▶ _Task prompt_
Print nothing but the lines below starting at the line that holds "at overview zoom." and ending at the line that holds "- **Selection is", including both, each exactly as written.

Stored data:
────────────────────────────────────────
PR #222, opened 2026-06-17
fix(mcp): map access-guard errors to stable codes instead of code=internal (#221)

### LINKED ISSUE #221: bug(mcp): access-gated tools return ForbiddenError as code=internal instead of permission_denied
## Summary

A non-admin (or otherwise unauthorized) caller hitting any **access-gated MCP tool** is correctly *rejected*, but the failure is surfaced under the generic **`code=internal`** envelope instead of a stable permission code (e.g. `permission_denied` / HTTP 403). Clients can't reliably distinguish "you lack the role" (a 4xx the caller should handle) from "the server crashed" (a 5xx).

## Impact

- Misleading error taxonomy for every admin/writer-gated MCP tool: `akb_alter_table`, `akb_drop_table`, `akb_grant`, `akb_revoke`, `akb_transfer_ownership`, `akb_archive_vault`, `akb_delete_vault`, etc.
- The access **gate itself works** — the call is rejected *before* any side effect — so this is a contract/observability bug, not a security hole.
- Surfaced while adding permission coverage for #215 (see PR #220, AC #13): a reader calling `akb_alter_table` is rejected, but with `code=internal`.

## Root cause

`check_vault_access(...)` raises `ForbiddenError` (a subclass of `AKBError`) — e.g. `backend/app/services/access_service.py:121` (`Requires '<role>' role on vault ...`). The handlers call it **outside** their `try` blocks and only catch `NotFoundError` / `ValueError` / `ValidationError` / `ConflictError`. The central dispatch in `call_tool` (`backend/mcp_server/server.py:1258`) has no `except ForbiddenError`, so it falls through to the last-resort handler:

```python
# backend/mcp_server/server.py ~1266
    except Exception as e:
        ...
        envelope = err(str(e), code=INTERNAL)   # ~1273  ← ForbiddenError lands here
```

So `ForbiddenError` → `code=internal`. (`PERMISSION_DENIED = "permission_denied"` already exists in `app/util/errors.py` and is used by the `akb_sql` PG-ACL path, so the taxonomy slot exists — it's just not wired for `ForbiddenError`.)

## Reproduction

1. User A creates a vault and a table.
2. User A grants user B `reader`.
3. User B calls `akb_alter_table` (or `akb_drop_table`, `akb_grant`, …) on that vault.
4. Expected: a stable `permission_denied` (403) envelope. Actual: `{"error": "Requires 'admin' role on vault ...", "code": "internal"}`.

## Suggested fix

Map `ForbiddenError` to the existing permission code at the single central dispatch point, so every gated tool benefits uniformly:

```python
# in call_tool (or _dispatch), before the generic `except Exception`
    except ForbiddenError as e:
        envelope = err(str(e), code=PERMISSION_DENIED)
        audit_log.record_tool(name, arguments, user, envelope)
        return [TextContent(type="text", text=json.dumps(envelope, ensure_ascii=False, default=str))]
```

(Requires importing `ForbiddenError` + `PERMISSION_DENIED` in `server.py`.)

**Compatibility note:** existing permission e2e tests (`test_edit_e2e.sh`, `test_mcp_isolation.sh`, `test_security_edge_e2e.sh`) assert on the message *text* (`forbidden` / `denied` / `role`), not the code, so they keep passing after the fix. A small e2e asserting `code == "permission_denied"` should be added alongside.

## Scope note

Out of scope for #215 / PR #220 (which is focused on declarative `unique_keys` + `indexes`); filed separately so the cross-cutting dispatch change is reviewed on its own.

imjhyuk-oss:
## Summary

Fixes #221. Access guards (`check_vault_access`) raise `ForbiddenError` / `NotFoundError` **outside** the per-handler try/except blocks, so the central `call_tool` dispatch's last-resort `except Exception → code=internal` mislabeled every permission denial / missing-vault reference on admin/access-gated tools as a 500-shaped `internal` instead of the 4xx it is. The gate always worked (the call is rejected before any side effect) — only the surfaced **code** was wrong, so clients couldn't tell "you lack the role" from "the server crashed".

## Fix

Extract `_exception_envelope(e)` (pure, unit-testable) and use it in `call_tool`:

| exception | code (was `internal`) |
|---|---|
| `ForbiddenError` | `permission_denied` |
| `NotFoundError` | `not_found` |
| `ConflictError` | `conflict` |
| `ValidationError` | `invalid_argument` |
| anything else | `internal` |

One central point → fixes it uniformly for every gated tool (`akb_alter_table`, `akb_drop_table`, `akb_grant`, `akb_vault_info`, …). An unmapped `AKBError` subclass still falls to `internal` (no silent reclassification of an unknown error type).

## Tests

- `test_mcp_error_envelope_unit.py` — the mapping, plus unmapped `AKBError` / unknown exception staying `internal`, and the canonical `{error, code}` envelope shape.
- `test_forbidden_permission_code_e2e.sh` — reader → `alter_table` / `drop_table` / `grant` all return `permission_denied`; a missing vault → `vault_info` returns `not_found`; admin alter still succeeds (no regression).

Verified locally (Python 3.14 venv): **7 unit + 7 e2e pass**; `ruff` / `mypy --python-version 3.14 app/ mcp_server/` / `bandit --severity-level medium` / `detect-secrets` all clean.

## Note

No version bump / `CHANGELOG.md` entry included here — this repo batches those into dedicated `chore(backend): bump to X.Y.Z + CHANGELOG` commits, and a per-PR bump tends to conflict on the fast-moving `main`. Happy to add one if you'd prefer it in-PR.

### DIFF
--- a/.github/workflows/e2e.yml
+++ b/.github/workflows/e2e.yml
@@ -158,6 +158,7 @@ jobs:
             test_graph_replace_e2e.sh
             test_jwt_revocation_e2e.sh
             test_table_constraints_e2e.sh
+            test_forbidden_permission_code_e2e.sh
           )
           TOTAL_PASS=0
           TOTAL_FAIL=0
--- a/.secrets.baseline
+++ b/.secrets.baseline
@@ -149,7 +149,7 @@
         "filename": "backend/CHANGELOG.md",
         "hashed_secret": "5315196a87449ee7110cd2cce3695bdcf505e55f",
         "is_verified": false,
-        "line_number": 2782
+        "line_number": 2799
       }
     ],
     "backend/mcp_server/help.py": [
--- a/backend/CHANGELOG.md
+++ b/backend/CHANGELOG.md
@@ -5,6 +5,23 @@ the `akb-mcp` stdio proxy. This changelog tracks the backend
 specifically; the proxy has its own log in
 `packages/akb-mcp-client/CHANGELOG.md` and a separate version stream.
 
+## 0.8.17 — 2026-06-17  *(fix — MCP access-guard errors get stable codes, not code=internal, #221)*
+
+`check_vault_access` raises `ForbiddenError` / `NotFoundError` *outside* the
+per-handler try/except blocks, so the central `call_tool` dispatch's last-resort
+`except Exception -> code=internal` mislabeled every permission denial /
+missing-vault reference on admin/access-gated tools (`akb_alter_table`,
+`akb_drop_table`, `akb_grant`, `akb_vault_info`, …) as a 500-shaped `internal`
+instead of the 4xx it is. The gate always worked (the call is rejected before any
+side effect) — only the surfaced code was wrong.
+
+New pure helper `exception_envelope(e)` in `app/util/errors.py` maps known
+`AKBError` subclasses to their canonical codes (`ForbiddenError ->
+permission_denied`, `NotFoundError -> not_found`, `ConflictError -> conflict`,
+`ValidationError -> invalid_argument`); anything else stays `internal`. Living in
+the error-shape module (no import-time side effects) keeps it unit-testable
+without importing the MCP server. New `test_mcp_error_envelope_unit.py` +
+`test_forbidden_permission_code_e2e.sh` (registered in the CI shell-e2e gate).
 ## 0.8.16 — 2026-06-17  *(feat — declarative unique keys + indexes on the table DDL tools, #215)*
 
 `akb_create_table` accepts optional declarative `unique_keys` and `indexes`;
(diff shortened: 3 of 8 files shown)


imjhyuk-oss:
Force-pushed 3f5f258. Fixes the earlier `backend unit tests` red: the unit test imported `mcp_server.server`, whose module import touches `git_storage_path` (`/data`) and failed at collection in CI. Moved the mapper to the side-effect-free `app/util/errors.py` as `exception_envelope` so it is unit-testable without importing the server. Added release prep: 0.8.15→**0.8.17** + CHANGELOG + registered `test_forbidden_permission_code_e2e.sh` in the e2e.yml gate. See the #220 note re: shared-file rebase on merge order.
────────────────────────────────────────
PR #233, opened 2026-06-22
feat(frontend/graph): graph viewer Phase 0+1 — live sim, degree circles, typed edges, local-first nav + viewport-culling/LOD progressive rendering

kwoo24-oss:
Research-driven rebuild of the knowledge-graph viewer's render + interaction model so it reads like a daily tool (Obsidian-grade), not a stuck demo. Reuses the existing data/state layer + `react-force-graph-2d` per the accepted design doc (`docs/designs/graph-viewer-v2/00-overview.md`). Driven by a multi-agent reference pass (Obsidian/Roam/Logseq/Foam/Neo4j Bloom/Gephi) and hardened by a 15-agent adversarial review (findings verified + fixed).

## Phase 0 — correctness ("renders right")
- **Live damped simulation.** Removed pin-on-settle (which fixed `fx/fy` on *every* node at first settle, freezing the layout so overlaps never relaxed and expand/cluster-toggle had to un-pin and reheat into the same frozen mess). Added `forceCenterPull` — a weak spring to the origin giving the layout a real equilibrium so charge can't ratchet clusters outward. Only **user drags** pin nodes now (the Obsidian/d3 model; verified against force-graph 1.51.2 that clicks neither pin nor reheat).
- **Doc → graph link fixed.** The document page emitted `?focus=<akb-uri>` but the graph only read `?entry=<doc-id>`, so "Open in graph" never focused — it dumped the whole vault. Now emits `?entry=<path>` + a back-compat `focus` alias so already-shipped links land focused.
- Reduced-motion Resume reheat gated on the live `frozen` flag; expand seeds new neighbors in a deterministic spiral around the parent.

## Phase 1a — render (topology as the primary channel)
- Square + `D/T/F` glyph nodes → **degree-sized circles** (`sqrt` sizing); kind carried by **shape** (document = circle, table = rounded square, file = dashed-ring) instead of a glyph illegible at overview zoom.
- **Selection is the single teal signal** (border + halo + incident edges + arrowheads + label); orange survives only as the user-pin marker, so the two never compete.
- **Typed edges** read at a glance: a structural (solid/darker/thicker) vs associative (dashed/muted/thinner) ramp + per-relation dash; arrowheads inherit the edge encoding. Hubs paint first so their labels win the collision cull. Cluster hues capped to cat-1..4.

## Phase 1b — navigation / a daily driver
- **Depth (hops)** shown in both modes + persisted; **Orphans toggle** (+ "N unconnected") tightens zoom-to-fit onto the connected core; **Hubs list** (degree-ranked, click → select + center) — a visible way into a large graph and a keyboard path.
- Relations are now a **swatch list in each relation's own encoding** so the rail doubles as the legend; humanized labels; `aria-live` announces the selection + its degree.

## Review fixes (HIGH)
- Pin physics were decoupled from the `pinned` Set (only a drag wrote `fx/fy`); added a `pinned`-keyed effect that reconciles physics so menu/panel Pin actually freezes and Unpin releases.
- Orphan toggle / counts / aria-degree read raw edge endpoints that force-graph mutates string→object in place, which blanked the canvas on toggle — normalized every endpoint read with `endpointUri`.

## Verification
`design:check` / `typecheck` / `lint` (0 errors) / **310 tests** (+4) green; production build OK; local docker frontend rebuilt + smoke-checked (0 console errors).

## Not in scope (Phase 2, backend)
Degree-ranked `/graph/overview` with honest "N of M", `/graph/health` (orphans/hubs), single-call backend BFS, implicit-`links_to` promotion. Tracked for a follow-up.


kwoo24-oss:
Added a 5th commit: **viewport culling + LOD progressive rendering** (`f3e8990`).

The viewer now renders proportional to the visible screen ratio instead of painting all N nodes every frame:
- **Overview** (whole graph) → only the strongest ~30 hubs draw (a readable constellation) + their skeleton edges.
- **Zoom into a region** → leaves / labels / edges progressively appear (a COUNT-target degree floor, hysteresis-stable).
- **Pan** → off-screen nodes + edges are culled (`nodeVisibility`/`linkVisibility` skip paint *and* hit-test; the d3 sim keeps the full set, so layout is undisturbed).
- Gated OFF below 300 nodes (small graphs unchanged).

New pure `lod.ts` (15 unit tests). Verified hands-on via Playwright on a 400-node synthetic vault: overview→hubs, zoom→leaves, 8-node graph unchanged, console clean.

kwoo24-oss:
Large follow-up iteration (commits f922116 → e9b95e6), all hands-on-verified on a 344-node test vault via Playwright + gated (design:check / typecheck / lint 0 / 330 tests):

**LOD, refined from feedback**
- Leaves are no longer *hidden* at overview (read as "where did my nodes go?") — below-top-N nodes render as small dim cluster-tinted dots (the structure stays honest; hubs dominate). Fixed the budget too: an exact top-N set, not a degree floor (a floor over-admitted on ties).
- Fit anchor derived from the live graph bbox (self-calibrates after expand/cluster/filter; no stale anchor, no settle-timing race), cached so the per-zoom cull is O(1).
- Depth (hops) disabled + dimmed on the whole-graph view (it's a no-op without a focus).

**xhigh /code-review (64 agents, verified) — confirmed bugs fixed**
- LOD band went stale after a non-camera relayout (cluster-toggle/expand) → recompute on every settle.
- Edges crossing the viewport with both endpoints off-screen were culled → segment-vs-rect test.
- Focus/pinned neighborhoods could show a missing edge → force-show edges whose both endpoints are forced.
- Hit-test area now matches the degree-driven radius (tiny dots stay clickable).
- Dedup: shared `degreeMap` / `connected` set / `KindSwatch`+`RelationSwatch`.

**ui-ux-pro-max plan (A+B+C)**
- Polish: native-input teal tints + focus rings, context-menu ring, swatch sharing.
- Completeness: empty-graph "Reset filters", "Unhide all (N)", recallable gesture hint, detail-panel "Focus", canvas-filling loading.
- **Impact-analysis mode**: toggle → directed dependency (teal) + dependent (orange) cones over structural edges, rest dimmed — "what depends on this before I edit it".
────────────────────────────────────────
▶ _Response to this exercise_
- Square + `D/T/F` glyph nodes → **degree-sized circles** (`sqrt` sizing); kind carried by **shape** (document = circle, table = rounded square, file = dashed-ring) instead of a glyph illegible at overview zoom.
- **Selection is the single teal signal** (border + halo + incident edges + arrowheads + label); orange survives only as the user-pin marker, so the two never compete.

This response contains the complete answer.